# A question about regular complex Borel measures

Let $$X$$ be a Hausdorff locally compact space and let $$\mu$$ and $$\lambda$$ be two regular complex Borel measures in $$X$$. I'm trying to proof the following questions:

1. $$\mu + \lambda$$ is also a regular complex Borel measures in $$X$$.
2. $$|\mu + \lambda| \leq |\mu| + |\lambda|$$.
3. $$L^1(|\mu|) \cap L^1(|\lambda|)$$ is dense in $$L^1(|\mu + \lambda|)$$.

For a complex measure $$\mu$$ we define $$|\mu| = \inf\left \{ \sum_{n=1}^\infty |\mu(E_n)|: (E_n) \text{ is a partion of measurables of } E \right \}$$.

I have a problem in the questions 1 and 3. In the first question, It's not difficult to proof that $$\mu + \lambda$$ is a complex measure, however I'm stuck in the regular part.

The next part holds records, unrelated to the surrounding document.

PR #654, opened 2019-02-19
Removed deprecated each functions from template parsing

abbadon1334:
today while i was playing with error catching and i see that there are a bunch of deprecated each functions and i remove it. I see that are covered by PHPUnit and i run tests with success, need to test more even if the use of each was not so extended.

i don't use foreach, because there are some performance issues with memory/pointers, this function is so heavy used and any minimal change in performance on a big layout will result in a huge latency on TTFB.

### DIFF
--- a/src/Template.php
+++ b/src/Template.php
@@ -735,41 +735,60 @@ class Template implements \ArrayAccess
      */
     protected function parseTemplateRecursive(&$input, &$template)
     {
-        while (list(, $tag) = @each($input)) {
-
-            // Closing tag
-            if ($tag[0] == '/') {
-                return substr($tag, 1);
+        while (true) {
+            
+            $tag = current($input);next($input);
+            
+            if($tag === false) {
+                break;
             }
-
-            if ($tag[0] == '$') {
-                $tag = substr($tag, 1);
-                $full_tag = $this->regTag($tag);
-                $template[$full_tag] = '';  // empty value
-                $this->tags[$tag][] = &$template[$full_tag];
-
-                // eat next chunk
-                $chunk = @each($input);
-                if ($chunk[1]) {
-                    $template[] = $chunk[1];
-                }
-
-                continue;
-            }
-
-            $full_tag = $this->regTag($tag);
-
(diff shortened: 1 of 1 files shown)


src/Template.php
```diff
@@ -735,41 +735,59 @@ protected function regTag($tag)
      */
     protected function parseTemplateRecursive(&$input, &$template)
     {
-        while (list(, $tag) = @each($input)) {
```
DarkSide666: Just in case $input is not what we expect here let's add these lines here:
```
if (!is_array($input) || empty($input)) {
    return;
}
```

src/Template.php
```diff
@@ -735,41 +735,59 @@ protected function regTag($tag)
...
+                break;
+                
+                // recurse
+                default :
+                    
+                    $full_tag = $this->regTag($tag);
+                    
+                    // next would be prefix
+                    $prefix = current($input);next($input);
+                    $template[$full_tag] = $prefix ? [$prefix] : [];
```
DarkSide666: Here probably it would be better to validate against `false` and/or `null` like this:
```
$template[$full_tag] = ($prefix===false || $prefix===null) ? [] : [$prefix];
```

romaninsh:
@DarkSide666 your call on this one, you were the one to mess up with Templates last :)

abbadon1334:
i was horribly wrong about performance of current();next(), this is what you pay when you see a bunch of nerds speaking of something they think know well and make you skip benchmarking.

try to run this on your server (multiple times to have an average ) : https://gist.github.com/abbadon1334/5d343216c9ceab486fd2f10ef3cb7fe0

with this changes, we go away from deprecated error, but i think is better to put a TODO note : remove use of while/current/next from those functions.

for sure with the performance difference, on a big layout it will gain something on TTFB

DarkSide666:
Very nice benchmarking script.
Indeed it was a bit of surprise that foreach performs so well. Bad thing about foreach is double memory consumption.

merging this one in because `each()` should be deprecated anyway.

PR #655, opened 2019-02-20
Fix #651 error handling and modal loading loop

### LINKED ISSUE #651: Modal fails on js load if a php exception is thrown
If an exception is thrown in the `set()` function for a modal, the modal will fail to render completely and an error will appear in the console, the modal will stay unresponsive.

Test case
```php

$modal = $app->add(['Modal']);

$modal->set(function($m) use ($modal) {
    throw new \Exception("TEST!");
});

$button = $this->_app->add(['Button', 'Test modal']);
$button->on('click', $modal->show());
```

The following message will appear in the console:
Uncaught TypeError: Cannot create property 'id' on string '{"success":false,"message":"\n<div class [...]
pointing to the following code in the file /js/src/services/ModalService.js (67 line)
```js
onComplete: function(response, content) {
    const result = content.html(response.html);
    if (!result.length) {
        response.success = false;
        response.isServiceError = true;
        response.message = 'Modal service error: Unable to replace atk-dialog content in modal from server response. Empty Content.';
    } else {
        if ($modal.modal.settings.autofocus) {
            modalService.doAutoFocus($modal);
        }
        $modal.modal('refresh');
        //content is replace no need to do it in api
        response.id = null; // error here apparently
    }
}
```

It appears that this function does not actually try to read the response as JSON, instead opting to only read it as html.
Even though there's already handlers for this kind of behaviour, so maybe it's an oversight?
I've tried it with both a normal exception and \atk4\ui\Exception.

Using ATK4 UI 1.6.2 (slightly modified, although it's not related) / ATK4 Core 1.3.8

abbadon1334:
in php 7+ Errors and Exception use the same interface Throwable and can be catched.

1. defined a new function catchThrowable to normalize processing of Exceptions and Errors.
2. move the try/catch from shutdown_function inside run method to catch even when always_run is false and run is called directly
3. if there Debug trait is in use log the error

The problem for the extra output was clearly in catchException where $l echo the $jsonData correctly, but the script hit execution end and $this exec a run, because there was no other flags in that condition that stop him to do it.
To stop this i add at the start of the new method caughtThrowable $this->run_called = true, because in any case : we catch an error and we want to output only the response error.

Teoretically, now every error and exception will pass in caughtThrowable and show and if debugtrait active will be logged too.

Testcase : 
```php
$app->initLayout('Centered');

$modal = $app->add(['Modal']);

$modal->set(function($m) use ($modal) {
    throw new \Exception("TEST!");
});

$button = $app->add(['Button', 'Test modal exception']);
$button->on('click', $modal->show());


$modal2 = $app->add(['Modal']);

$modal2->set(function($m) use ($modal2) {
    trigger_error("error triggered");
});

$button2 = $app->add(['Button', 'Test modal error']);
$button2->on('click', $modal2->show());
```

### DIFF
--- a/src/App.php
+++ b/src/App.php
@@ -169,7 +169,7 @@ class App
         // Set our exception handler
         if ($this->catch_exceptions) {
             set_exception_handler(function ($exception) {
-                return $this->caughtException($exception);
+                return $this->caughtThrowable($exception);
             });
         }
         
@@ -193,10 +193,30 @@ class App
                 }
             }
             
-            throw new \ErrorException($errstr,$errno,1,$errfile,$errline);
+            $type = 'Unknown Error';
             
-            return true;
-        }, E_ALL);
+            switch ( $errno ) {
+                case E_USER_ERROR:
+                    $type = 'Fatal Error';
+                break;
+                case E_USER_WARNING:
+                case E_WARNING:
+                    $type = 'Warning';
+                break;
+                case E_USER_NOTICE:
+                case E_NOTICE:
+                case E_STRICT:
+                    $type = 'Notice';
+                break;
+                case E_RECOVERABLE_ERROR:
+                    $type = 'Catchable';
+                break;
+            }
+            
+            throw new \ErrorException($type . ':' . $errstr,0,$errno,$errfile,$errline);
+            
+            //return true; no return to stop the execution
+        },E_WARNING);
         
         // Always run app on shutdown
         if ($this->always_run) {
@@ -209,6 +229,13 @@ class App
                 
                 if (is_string($this->_cwd_restore)) {
                     chdir($this->_cwd_restore);
+                }
+                
+                $e = error_get_last();
+                if(!is_null($e))
+                {
+                    $error = new \ErrorException($e['message'],$e['type'],E_ERROR,$e['file'],$e['line']);
+                    $this->caughtThrowable($error);
                 }
                 
                 if (!$this->run_called) {
@@ -841,6 +868,9 @@ class App
         // @TODO add a flag for level of verbosity of errors dispay to user
         $this->catch_runaway_callbacks = false;
         
+        // run_called moved here because is used on any case
+        $this->run_called = true;
+        
         // if class App was extended
         // we get the right class to call
         // if not we get wrong data like : title => Agile Toolkit - untitled
@@ -855,16 +885,10 @@ class App
         if($e instanceof \Exception)
         {
             $exception = $e;
-            
             if ($exception instanceof \atk4\dsql\Exception)
             {
                 $l->layout->template->setHTML('Content', $exception->getHTML());
-                $params = $exception->getParams();
-                
-                if (array_key_exists('query', $params))
-                {
-                    $l->layout->template->appendHTML('Content', nl2br($params['query']));
-                }
+                //$params = $exception->getParams();
             }
             elseif ($exception instanceof \atk4\core\Exception)
             {
@@ -879,7 +903,6 @@ class App
         if($e instanceof \Error)
         {
             $error = $e;
-            
             if ($error instanceof \Error)
             {
                 $l->layout->add(['Message', get_class($error).': ' . $error->getMessage().' (in '.$error->getFile().':'.$error->getLine().')', 'error']);
@@ -904,12 +927,9 @@ class App
         {
             $l->catch_runaway_callbacks = false;
             $l->run();
-            $this->run_called = true;
         }
         
         $this->callExit();
-        
-        return true;
     }
     
     /**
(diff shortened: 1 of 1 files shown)


abbadon1334:
i clearly don't know how to phpunit this correctly, but a manual test case can be this : 

``` php
        $error_types = [
            //\E_ERROR => "E_ERROR",
            //\E_WARNING => "E_WARNING",
            //\E_PARSE => "E_PARSE",
            //\E_NOTICE => "E_NOTICE",
            //\E_CORE_ERROR => "E_CORE_ERROR",
            //\E_CORE_WARNING => "E_CORE_WARNING",
            //\E_COMPILE_ERROR => "E_COMPILE_ERROR",
            //\E_COMPILE_WARNING => "E_COMPILE_WARNING",
            \E_USER_ERROR => "E_USER_ERROR",
            \E_USER_WARNING => "E_USER_WARNING",
            \E_USER_NOTICE => "E_USER_NOTICE",
            //\E_STRICT => "E_STRICT",
            //\E_RECOVERABLE_ERROR => "E_RECOVERABLE_ERROR",
            //\E_DEPRECATED => "E_DEPRECATED",
            \E_USER_DEPRECATED => "E_USER_DEPRECATED",
        ];
        
        $cols = $this->add(['Columns']);
        $colError = $cols->addColumn(8);
        $colError->add($segError = new View(['','ui' => 'ui basic buttons vertical']));
        
        foreach($error_types as $errType => $errName) {
            
            $modal = $this->add(['Modal']);
    
            $modal->set(function ($m) use ($errType,$errName) {
                trigger_error('error: ' . $errName,$errType);
            });
    
            $btn = [
                'Button',
                'Test Err.' . $errName
            ];
            
            $button = $segError->add($btn);
            $button->on('click', $modal->show());
        }
        
        $exception_types = [
            'Exception' => new \Exception('message',0),
            '\atk4\core\Exception' => new \atk4\core\Exception('atk4 core Exception',0),
            '\atk4\dsql\Exception' => new \atk4\dsql\Exception('atk4 dsql Exception',0),
            '\atk4\ui\Exception' => new \atk4\ui\Exception('atk4 core Exception',0),
            '\atk4\atk4\data\Exception' => new \atk4\data\Exception('atk4 core Exception',0)
        ];
        
        $colExc = $cols->addColumn(8);
        $colExc->add($segExc = new View(['','ui' => 'ui basic buttons vertical']));
    
        foreach($exception_types as $excName => $exc) {
        
            $modal = $this->add(['Modal']);
        
            $modal->set(function ($m) use ($excName,$exc) {
                throw $exc;
            });
        
            $btn = [
                'Button',
                'Test Exception :' . $excName
            ];
        
            $button = $segExc->add($btn);
            $button->on('click', $modal->show());
        }
    
        $array = ['test','tested'];
        each($array); // trigger notice;
```

romaninsh:
this would be quite hard to PHPUNIT. There were a bunch of un-caught situations that were messing up callbacks.

romaninsh:
Test indicate error with the file "tablefilter.php" in demos. Can you check, @abbadon1334 ?

src/App.php
```diff
@@ -147,70 +159,196 @@ public function __construct($defaults = [])
...
+                
+                case E_USER_DEPRECATED:
+                    $errName = 'E_USER_DEPRECATED';
+                    $ignoreError = $ignoreDeprecated;
+                break;  // 16384
             }
-        }
-
+            
+            if($ignoreError)
```
abbadon1334: here is the condition that generate errors on phpunit, if you change it to : 
```php
if($ignoreError || true)
```
with this condition we decide what to do with the error:
 - ignore
 - ignore and log
 - output and log

if we ignore throwing errors we go back to starting point, where we not have control over error output and when you open a modal and a server error happens browser will receive mixed json + visual html error : {success:false,message:'blabla html code'} <!doctype><html>...

i look further in log and code, to see if there is a solution or tragically some components depends on this "issue/bug".

abbadon1334: ok any suppressed in the code break the system like in jsSSE.php :
```php
if (@$_GET['event'] === 'sse') {
```

i look now if is only this

abbadon1334:
test passed and found origin of the problems just some old code that trigger some E_NOTICE errors, i decided to disable/ignore display of the error but log it only when debugtrait is active, i think we need a flag or smething that define much bettere if we are in debug or not, because a good app need logging and probably many users have debug trait even in production.

Clearly now is a pleasure, with no more modal in loop and tail -f in console that clearly log where the problem is.

abbadon1334:
i'm still a little bit busy, but in this week i will redo a full immersion on the problem and make the changes and clean some stuff in code

romaninsh:
@abbadon1334 I'm closing this as it's stale, please re-open when you have time.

In the third question, using 2 we have that $$L^1(|\mu|) \cap L^1(|\lambda|) \subset L^1(|\mu + \lambda|)$$. I need some hint to proof the density part.

Help?

I think $$\lambda$$ is supposed to be positive finite measure here. Anyway, $$L^{1} (\lambda)$$ can only mean $$L^{1} (|\lambda|)$$ and regularity w.r.t. $$\lambda$$ is same as regularity w.r.t. $$|\lambda|$$ so assume that $$\lambda$$ is a positive measure. Hint for 3): any bounded measurable function is integrable w.r.t. a complex measure, so given $$f \in L^{1} (|\lambda+\mu|)$$ consider the sequence $$fI_{\{x:|f(x)| \leq n\}}$$.
Hint for 1): $$|\mu|$$ and $$|\lambda|$$ are regular so $$|\mu|+|\lambda|$$ is regular. Regularity of $$\mu +\lambda$$ is now obvious from definition since $$|\mu +\lambda| \leq |\mu|+|\lambda|$$.
• By a complex measure I mean a measure $\lambda: X \to \mathbb C$. I've correct in the question the $L^1(|\lambda|)$. – user 242964 Jun 5 at 23:28
• Using the hint you gave for the first part, I got: for all $E$ measurable and $\epsilon > 0$, exists $V$ an open set such that $E \subset V$ and $(|\mu| + |\lambda|) (E) + \epsilon \geq (|\mu| + |\lambda|)(V)$ which is greater than $|\mu + \lambda| (V)$. For this, how can you see that $|\mu + \lambda| (E) + \epsilon \geq |\mu + \lambda|(V)$? – user 242964 Jun 7 at 13:15
• @user242964 Yes, $I_A$ stands for the characteristic function of $A$. – Kavi Rama Murthy Jun 7 at 23:10
• @user242964 First part: $|\mu+\lambda| (V)-|\mu+\lambda| (E)=|\mu+\lambda| (V\setminus E)\leq (|\mu|+\lambda|) (V\setminus E) <\epsilon$. – Kavi Rama Murthy Jun 7 at 23:13
This may seem like a nitpick, but I actually think it's important because mathematics is nothing without precision. $$L^1(|\mu|)\cap L^1(|\nu|)$$, as written, is an intersection of collections of equivalence classes of functions and probably doesn't mean what you want it to mean. Indeed, if $$\mu=0$$ and $$\nu\neq 0$$ then $$L^1(|\mu|)$$ will contain exactly one equivalence class, namely the one consisting of all measurable functions. On the other hand, $$L^1(|\nu|)$$ contains multiple equivalence classes; in particular it does not contain the equivalence class consisting of all measurable functions. Consequently $$L^1(|\mu|)\cap L^1(|\nu|)=\emptyset$$! Instead of $$L^1(|\mu|)\cap L^1(|\nu|)$$ you probably meant $$\{[f]:f\in\mathcal{L}^1(|\mu|)\cap \mathcal{L}^1(|\nu|)\}$$ where $$[\text{ }]$$ denotes the equivalence class under the equivalence relation on $$\mathcal{L}^1(|\mu+\nu|)$$ induced by $$|\mu+\nu|$$-a.e. agreement (that an $$f\in\mathcal{L}^1(|\mu|)\cap \mathcal{L}^1(|\nu|)$$ will also lie in $$\mathcal{L}^1(|\mu+\nu|)$$ follows from the fact that $$|\mu+\nu|\leq |\mu|+|\nu|$$).